_Your goal_
Scan the lines below for "using"; report the number of lines that contain it, and only that.

_Records for processing_
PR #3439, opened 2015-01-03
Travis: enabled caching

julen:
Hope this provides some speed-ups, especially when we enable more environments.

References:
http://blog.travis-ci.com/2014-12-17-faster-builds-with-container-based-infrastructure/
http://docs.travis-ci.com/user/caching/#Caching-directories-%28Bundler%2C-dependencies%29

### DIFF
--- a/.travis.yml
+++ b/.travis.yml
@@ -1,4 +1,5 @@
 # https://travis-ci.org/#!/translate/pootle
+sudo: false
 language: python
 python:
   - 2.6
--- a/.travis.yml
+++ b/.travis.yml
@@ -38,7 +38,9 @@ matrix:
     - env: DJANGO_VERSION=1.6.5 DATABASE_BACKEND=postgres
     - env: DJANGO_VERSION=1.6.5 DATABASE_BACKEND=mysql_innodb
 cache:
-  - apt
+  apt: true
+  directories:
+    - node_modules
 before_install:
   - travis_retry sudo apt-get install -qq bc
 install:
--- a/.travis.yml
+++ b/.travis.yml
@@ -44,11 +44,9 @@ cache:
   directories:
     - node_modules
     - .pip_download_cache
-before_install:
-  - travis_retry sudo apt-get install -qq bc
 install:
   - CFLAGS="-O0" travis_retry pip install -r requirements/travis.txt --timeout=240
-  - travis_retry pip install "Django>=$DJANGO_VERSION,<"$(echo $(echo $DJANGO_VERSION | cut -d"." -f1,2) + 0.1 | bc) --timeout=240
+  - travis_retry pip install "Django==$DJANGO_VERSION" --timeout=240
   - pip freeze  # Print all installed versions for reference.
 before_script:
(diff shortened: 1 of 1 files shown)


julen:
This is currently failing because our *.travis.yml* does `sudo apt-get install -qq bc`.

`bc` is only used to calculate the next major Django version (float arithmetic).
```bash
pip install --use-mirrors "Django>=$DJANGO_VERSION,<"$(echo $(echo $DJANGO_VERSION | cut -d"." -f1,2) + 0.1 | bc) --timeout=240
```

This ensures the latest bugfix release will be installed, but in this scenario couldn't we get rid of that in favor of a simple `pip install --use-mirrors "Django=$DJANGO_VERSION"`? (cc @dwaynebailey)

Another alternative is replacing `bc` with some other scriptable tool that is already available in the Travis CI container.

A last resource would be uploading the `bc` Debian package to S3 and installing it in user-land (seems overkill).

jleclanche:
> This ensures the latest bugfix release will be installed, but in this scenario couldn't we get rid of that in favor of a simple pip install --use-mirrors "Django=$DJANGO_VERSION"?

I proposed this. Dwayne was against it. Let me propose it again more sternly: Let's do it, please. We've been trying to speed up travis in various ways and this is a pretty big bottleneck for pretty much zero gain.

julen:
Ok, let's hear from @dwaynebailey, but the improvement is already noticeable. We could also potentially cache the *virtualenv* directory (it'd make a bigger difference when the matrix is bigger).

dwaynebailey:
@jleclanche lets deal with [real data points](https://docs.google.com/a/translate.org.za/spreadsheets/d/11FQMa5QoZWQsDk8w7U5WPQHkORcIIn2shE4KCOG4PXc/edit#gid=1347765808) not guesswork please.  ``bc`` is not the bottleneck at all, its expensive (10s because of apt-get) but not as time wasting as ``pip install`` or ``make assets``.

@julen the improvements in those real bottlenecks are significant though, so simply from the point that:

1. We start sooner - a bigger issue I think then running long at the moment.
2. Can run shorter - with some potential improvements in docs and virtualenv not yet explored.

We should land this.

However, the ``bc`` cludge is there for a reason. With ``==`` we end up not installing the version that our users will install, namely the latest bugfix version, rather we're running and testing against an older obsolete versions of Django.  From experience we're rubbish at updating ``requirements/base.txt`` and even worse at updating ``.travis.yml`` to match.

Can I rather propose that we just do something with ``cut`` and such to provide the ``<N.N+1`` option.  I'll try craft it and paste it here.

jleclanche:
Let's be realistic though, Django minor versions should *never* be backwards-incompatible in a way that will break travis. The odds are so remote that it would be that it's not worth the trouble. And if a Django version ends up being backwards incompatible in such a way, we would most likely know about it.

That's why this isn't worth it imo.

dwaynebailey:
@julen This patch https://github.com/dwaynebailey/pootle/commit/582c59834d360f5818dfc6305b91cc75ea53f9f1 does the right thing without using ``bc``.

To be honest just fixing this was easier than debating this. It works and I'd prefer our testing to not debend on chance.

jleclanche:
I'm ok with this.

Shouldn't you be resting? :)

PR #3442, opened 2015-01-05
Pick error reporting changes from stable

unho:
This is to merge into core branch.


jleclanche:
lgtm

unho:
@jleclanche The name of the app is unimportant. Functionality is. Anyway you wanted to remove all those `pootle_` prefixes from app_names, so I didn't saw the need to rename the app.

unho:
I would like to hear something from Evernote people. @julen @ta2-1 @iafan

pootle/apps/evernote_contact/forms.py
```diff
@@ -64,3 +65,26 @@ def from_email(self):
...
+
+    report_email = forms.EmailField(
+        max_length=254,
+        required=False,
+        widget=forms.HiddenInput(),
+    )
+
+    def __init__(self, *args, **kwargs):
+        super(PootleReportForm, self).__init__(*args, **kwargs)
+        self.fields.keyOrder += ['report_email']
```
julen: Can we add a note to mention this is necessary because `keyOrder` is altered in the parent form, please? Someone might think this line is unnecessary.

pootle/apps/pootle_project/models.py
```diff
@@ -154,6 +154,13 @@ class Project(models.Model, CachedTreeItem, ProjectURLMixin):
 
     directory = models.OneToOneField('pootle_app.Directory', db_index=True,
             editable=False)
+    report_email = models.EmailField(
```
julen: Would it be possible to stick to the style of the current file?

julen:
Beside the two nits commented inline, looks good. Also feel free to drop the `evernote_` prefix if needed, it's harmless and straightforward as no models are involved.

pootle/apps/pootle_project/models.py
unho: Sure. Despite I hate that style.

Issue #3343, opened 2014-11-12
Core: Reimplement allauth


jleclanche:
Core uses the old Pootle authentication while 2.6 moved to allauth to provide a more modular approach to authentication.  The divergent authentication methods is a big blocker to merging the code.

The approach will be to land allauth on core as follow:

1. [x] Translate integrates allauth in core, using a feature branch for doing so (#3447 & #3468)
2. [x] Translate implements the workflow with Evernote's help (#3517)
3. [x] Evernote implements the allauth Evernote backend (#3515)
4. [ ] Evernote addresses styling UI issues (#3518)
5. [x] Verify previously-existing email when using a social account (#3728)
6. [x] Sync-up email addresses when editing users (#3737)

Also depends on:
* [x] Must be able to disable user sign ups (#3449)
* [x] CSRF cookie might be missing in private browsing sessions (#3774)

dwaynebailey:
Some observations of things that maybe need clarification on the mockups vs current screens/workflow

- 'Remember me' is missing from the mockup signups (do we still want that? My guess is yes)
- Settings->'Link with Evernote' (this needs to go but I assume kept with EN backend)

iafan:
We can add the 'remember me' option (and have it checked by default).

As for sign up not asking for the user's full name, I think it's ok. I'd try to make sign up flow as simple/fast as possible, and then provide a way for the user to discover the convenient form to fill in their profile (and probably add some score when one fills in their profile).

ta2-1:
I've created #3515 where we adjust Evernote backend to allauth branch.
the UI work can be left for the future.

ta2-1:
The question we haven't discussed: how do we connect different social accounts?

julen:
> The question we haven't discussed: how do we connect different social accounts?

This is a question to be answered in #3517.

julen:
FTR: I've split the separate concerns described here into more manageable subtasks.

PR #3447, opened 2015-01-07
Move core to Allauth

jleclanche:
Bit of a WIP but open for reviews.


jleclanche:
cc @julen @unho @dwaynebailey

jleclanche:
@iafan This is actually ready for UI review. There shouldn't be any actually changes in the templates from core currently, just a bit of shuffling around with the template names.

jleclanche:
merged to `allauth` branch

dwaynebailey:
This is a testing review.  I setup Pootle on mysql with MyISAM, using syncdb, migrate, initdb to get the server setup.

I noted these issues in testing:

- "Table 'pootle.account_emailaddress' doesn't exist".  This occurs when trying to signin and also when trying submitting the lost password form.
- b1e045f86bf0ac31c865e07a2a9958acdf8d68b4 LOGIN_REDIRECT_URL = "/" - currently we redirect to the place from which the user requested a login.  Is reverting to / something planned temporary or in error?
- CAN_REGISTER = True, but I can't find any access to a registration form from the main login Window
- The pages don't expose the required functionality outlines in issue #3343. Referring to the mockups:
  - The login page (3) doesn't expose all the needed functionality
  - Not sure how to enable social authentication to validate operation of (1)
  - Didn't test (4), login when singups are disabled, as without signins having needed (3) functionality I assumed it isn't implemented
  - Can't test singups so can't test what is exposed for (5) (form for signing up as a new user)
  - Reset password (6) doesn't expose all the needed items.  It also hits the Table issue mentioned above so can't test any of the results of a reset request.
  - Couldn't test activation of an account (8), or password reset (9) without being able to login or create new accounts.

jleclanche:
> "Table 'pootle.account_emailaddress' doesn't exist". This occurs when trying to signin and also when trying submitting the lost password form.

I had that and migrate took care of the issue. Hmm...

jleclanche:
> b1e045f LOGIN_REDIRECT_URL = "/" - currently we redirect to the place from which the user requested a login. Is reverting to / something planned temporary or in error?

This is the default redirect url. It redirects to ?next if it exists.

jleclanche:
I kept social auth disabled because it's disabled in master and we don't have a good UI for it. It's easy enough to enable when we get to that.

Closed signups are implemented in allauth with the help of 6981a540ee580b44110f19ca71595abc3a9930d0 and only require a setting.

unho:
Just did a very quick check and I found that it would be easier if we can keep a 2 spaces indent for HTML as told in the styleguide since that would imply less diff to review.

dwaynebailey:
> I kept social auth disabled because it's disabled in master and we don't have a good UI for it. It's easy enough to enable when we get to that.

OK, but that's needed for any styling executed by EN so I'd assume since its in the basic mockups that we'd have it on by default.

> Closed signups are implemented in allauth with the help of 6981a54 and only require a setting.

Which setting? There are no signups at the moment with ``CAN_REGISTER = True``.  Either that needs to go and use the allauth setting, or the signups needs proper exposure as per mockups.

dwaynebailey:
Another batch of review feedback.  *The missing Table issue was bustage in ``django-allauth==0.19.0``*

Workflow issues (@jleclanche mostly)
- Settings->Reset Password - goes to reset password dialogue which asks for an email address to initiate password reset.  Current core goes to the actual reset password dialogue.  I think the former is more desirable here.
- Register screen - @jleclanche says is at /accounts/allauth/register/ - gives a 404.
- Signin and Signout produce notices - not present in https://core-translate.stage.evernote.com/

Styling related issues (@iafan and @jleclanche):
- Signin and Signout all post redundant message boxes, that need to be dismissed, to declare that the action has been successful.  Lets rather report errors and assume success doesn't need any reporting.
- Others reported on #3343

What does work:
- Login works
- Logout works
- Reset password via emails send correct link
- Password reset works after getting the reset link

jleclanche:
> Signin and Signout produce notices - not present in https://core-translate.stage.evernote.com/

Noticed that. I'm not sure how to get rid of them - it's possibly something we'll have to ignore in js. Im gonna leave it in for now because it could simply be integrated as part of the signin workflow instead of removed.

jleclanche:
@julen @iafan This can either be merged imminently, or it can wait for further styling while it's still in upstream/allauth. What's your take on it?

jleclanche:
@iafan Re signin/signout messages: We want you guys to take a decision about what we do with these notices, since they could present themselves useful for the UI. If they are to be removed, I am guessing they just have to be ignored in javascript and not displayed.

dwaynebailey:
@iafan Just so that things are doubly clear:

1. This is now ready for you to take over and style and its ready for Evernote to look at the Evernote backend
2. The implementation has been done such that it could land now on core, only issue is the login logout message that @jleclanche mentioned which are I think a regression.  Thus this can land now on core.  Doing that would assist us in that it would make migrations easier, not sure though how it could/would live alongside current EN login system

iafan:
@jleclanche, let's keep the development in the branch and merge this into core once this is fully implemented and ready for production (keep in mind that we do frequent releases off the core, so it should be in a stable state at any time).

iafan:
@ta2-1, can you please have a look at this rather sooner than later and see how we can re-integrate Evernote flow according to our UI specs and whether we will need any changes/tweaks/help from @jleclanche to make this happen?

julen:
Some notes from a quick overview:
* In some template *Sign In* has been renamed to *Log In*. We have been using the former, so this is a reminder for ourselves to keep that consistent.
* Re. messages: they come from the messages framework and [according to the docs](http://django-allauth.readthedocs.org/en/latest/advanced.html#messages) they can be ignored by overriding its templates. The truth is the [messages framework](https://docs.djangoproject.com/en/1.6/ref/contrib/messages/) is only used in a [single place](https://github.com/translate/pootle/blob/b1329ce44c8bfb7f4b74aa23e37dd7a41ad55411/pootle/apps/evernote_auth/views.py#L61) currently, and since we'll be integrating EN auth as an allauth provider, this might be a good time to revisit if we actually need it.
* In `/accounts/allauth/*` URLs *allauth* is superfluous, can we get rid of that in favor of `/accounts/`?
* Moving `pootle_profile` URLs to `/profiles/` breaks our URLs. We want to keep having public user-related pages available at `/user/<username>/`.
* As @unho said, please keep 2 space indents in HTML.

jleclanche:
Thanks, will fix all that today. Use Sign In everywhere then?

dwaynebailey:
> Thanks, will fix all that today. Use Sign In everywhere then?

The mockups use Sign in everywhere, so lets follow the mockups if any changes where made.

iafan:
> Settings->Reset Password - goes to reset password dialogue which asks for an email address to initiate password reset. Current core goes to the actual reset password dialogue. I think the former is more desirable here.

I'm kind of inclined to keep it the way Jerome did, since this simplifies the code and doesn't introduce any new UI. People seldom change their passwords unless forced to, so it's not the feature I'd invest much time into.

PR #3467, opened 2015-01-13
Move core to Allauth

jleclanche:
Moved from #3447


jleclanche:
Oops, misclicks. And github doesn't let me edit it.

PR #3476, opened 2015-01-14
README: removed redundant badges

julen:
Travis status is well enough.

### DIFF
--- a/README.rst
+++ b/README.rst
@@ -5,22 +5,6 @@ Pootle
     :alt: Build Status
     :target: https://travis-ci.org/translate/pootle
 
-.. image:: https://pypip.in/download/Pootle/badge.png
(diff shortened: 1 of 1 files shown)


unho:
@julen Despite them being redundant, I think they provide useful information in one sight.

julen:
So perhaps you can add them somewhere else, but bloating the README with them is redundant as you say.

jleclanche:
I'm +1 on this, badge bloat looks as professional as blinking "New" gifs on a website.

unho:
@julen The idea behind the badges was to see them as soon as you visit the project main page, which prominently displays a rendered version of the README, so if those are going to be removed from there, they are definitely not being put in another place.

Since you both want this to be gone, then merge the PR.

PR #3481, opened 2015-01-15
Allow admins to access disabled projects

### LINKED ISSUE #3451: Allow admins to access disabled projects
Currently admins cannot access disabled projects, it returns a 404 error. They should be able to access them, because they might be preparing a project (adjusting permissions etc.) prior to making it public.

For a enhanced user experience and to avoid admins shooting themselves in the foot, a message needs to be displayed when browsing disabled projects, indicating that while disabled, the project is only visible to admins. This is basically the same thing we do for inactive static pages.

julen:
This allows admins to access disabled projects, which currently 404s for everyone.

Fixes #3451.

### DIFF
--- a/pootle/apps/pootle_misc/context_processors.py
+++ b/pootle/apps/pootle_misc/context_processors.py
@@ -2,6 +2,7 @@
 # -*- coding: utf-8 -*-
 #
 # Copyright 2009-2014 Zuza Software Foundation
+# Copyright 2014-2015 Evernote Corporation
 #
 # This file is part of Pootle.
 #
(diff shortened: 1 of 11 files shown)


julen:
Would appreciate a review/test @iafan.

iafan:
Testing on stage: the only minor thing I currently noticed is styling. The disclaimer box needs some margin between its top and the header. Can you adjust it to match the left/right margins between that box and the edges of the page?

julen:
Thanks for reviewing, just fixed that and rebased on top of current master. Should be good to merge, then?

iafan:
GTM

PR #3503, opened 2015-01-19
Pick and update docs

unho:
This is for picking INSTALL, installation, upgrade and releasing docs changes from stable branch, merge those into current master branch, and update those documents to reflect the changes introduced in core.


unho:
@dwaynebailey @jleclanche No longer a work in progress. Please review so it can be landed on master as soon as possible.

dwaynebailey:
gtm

_Exercise answer_
5